India’s state banks are beginning to resemble the walking dead. Of 21 government-controlled lenders, eleven face growth restrictions and the same amount will soon be without a boss. Some chief executives have been arrested, while others face corruption investigations. New Delhi may be letting these entities run deep into the ground as part of tacit plan to privatise by stealth. The real thing would be less embarrassing and more efficient.

State lenders account for about 70 percent of total bank assets, in a system choked by $150 billion of bad loans. There are a handful of large names, led by the $35 billion State Bank of India, that trade at book value and can still raise capital from the market. Beneath those are smaller banks with crippling bad loans and returns so ghastly that the Reserve Bank of India has imposed strict curbs. To make matters worse, many of the deeply troubled banks are also headless. Three lenders have been without chief executives since the end of December, including Dena Bank which has gross dud loans amounting to 22 percent of its total and is no longer allowed to offer customers new advances or hire staff.

Other institutions have lame duck bosses.
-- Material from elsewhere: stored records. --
PR #395, opened 2020-03-25
distro: define valid image types for the arches

msehnout:
Certain image types are not supported on certain architectures. For
example VMWare works only on x86_64, so it is not possible nor necessary
to produce vmdk images for any other architecture. The same goes to
cloud-provider specific images, we only support architectures they
support, e.g. AWS: x86_64 and aarch64, but not ppc64le or s390x.

This patch move the imageTypes dictionary to the appropriate place which
is in the architecture specific structure. It also merges the two "arch"
structures because it wasn't clear which one to use for this purpose.
It does the same for the imageType structures.

Only Fedora distros are covered in this PR.

### DIFF
--- a/internal/distro/distro.go
+++ b/internal/distro/distro.go
@@ -31,11 +31,6 @@ type Distro interface {
 	// Returns an object representing the given architecture as support
 	// by this distro.
 	GetArch(arch string) (Arch, error)
-
-	// Returns the canonical filename and MIME type for a given output
-	// format. `outputFormat` must be one returned by
-	// TODO: remove when redundant
-	FilenameFromType(outputFormat string) (string, string, error)
 }
 
 // An Arch represents a given distribution's support for a given architecture.
--- a/internal/distro/fedora31/distro.go
+++ b/internal/distro/fedora31/distro.go
@@ -24,6 +24,7 @@ type Fedora31 struct {
 }
 
 type imageType struct {
+	arch             *arch
 	name             string
 	mimeType         string
 	packages         []string
@@ -43,12 +44,6 @@ type arch struct {
 	buildPackages      []string
 	uefi               bool
 	imageTypes         map[string]imageType
-}
-
-type fedora31ImageType struct {
-	name      string
-	arch      *arch
-	imageType *imageType
 }
 
 func (d *Fedora31) ListArchs() []string {
@@ -87,52 +82,48 @@ func (a *arch) GetImageType(imageType string) (distro.ImageType, error) {
 	if !exists {
 		return nil, errors.New("invalid image type: " + imageType)
 	}
-
-	return &fedora31ImageType{
-		name:      imageType,
-		arch:      a,
-		imageType: &t,
-	}, nil
+	t.arch = a
+	return &t, nil
 }
 
-func (t *fedora31ImageType) Name() string {
+func (t *imageType) Name() string {
 	return t.name
 }
 
-func (t *fedora31ImageType) Filename() string {
-	return t.imageType.name
+func (t *imageType) Filename() string {
+	return t.name
 }
 
-func (t *fedora31ImageType) MIMEType() string {
-	return t.imageType.mimeType
+func (t *imageType) MIMEType() string {
+	return t.mimeType
 }
 
-func (t *fedora31ImageType) Size(size uint64) uint64 {
+func (t *imageType) Size(size uint64) uint64 {
 	const MegaByte = 1024 * 1024
 	// Microsoft Azure requires vhd images to be rounded up to the nearest MB
 	if t.name == "vhd" && size%MegaByte != 0 {
 		size = (size/MegaByte + 1) * MegaByte
 	}
 	if size == 0 {
-		size = t.imageType.defaultSize
+		size = t.defaultSize
 	}
 	return size
 }
 
-func (t *fedora31ImageType) BasePackages() ([]string, []string) {
-	packages := t.imageType.packages
-	if t.imageType.bootable {
+func (t *imageType) BasePackages() ([]string, []string) {
+	packages := t.packages
+	if t.bootable {
 		packages = append(packages, t.arch.bootloaderPackages...)
 	}
 
-	return packages, t.imageType.excludedPackages
+	return packages, t.excludedPackages
 }
 
-func (t *fedora31ImageType) BuildPackages() []string {
+func (t *imageType) BuildPackages() []string {
 	return append(t.arch.distro.buildPackages, t.arch.buildPackages...)
 }
 
-func (t *fedora31ImageType) Manifest(c *blueprint.Customizations,
+func (t *imageType) Manifest(c *blueprint.Customizations,
 	repos []rpmmd.RepoConfig,
 	packageSpecs,
 	buildPackageSpecs []rpmmd.PackageSpec,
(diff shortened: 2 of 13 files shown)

Bank of Maharashtra Chief Executive Ravindra Marathe was arrested last week, accused of misusing his authority to make improper loans to a property developer. Last month, Allahabad Bank stripped Usha Ananthasubramanian of her responsibilities as chief after she was named in a probe at her previous employer, Punjab National Bank, which revealed a nearly $2 billion fraud in February. In total, eleven state banks will soon be without CEOs, author and consulting editor at Mint newspaper Tamal Bandyopadhyay reckons.

Part of the problem is the failure of New Delhi’s efforts to professionalise banks. In 2015, the government recruited P.S. Jayakumar, an ex-Citibank man, to run the $4.5 billion Bank of Baroda. The experiment turned out to be a one-off. His term is due to end this year, and local media tip him to return to the private sector to lead the $19 billion Axis Bank . In the current climate of heightened scrutiny – with even innocuous missteps potentially attracting political heat years later – state banks are unlikely to attract outside talent. That’s especially true with an unusual number of top jobs coming up for grabs in the much better-paid private space in the coming months and years.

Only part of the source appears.